• **DATA SECTION**
------------------------------------------------

PR #72637, opened 2025-12-16
Extend timeout to 24h for openshift-extended-test-disruptive

liangxia:
`openshift-extended-test-disruptive` need longer execution time.

### DIFF
--- a/ci-operator/step-registry/openshift-extended/test/disruptive/openshift-extended-test-disruptive-ref.yaml
+++ b/ci-operator/step-registry/openshift-extended/test/disruptive/openshift-extended-test-disruptive-ref.yaml
@@ -4,7 +4,7 @@ ref:
   grace_period: 10m
   commands: openshift-extended-test-disruptive-commands.sh
   cli: latest
-  timeout: 16h0m0s
+  timeout: 24h0m0s
   env:
   - name: TEST_SCENARIOS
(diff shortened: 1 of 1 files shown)


ci-operator/step-registry/openshift-extended/test/disruptive/openshift-extended-test-disruptive-ref.yaml
```diff
@@ -4,7 +4,7 @@ ref:
   grace_period: 10m
   commands: openshift-extended-test-disruptive-commands.sh
   cli: latest
-  timeout: 16h0m0s
+  timeout: 36h0m0s
```
jianlinliu: Is it a bit aggressive ? How about 24 or 32 hours?

liangxia: We don't know how long that job needs. So this is a initial value, a little bit large to make sure the job can finish (no interruption due to timeout again), then we can tune again base on the job execution time.

liangxia:
/pj-rehearse periodic-ci-openshift-openshift-tests-private-release-4.21-multi-nightly-gcp-ipi-ovn-ipsec-amd-mixarch-f28-destructive

PR #75889, opened 2026-03-09
odh-model-controller: move must-gather steps from test to post phase

pierDipi:
The gather steps (testlog-gather, kserve-must-gather, openshift-must-gather) were placed in the test phase where best_effort has no effect. When e2e tests fail, the remaining test-phase steps are skipped, so must-gather data is never collected when it is needed most.

Move gather steps to the post phase and add
allow_best_effort_post_steps across all e2e tests in all odh-model-controller config files.

Similar to https://github.com/openshift/release/pull/75771

### DIFF
--- a/ci-operator/config/opendatahub-io/odh-model-controller/opendatahub-io-odh-model-controller-incubating.yaml
+++ b/ci-operator/config/opendatahub-io/odh-model-controller/opendatahub-io-odh-model-controller-incubating.yaml
@@ -51,12 +51,47 @@ tests:
   optional: true
   skip_if_only_changed: ^(?:config|\.github|hack)/|\.md$|^(?:\.*/)?(?:\.gitignore|\.pre-commit-config\.yaml|OWNERS|PROJECT|LICENSE|\.dockerignore|Makefile)$
   steps:
+    allow_best_effort_post_steps: true
     cluster_profile: aws-opendatahub
     env:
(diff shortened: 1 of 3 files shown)


ci-operator/config/opendatahub-io/odh-model-controller/opendatahub-io-odh-model-controller-incubating.yaml
```diff
@@ -51,12 +51,46 @@ tests:
...
+      resources:
+        requests:
+          cpu: 100m
+      timeout: 1m0s
+    - as: kserve-must-gather
+      best_effort: true
+      cli: latest
+      commands: |
+        oc adm must-gather \
+          --image=quay.io/modh/must-gather:rhoai-2.24 \
```
bartoszmajsak, line 77: I did a few fixes around [LLMInferenceService must-gather](https://github.com/red-hat-data-services/must-gather/pull/203), perhaps we need newer image from here https://quay.io/repository/rhoai/odh-must-gather-rhel9

pierDipi: I don't see that repository, it's probably private

bartoszmajsak: That is not helpful.

PR #75902, opened 2026-03-09
switch to 4.21

jrosental:


ci-operator/config/codeready-toolchain/host-operator/codeready-toolchain-host-operator-master.yaml
```diff
@@ -4,12 +4,12 @@ build_root:
 releases:
   initial:
     integration:
-      name: "4.20"
+      name: "4.21"
```
rsoaresd, line 7: We need to also change in https://github.com/openshift/release/blob/main/ci-operator/config/codeready-toolchain/workload-analyzer/codeready-toolchain-workload-analyzer-master.yaml

metlos: sharp eyes! 👀

PR #75909, opened 2026-03-09
trying to fix 4.21 ols periodic tests

JoaoFula:


ci-operator/config/openshift/lightspeed-service/openshift-lightspeed-service-main__4.21.yaml
```diff
@@ -11,9 +11,9 @@ build_root:
       RUN dnf install -y podman
 releases:
   latest:
-    release:
-      architecture: amd64
-      channel: candidate
```
onmete, line 16: The PR was there for some time. The nightly version was not available originally and I missed updating this. Thanks.

JoaoFula: yeah we now have a similar thing for the 4.22. We get the automatic update for the cluster pool but potentially we need to create reminders for this change... Worst case scenario I also notice it on the weekly report and that's what triggered this change.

------------------------------------------------

Starting from the records above, filter out all lines except those containing the word "pierDipi".

pierDipi:
pierDipi: I don't see that repository, it's probably private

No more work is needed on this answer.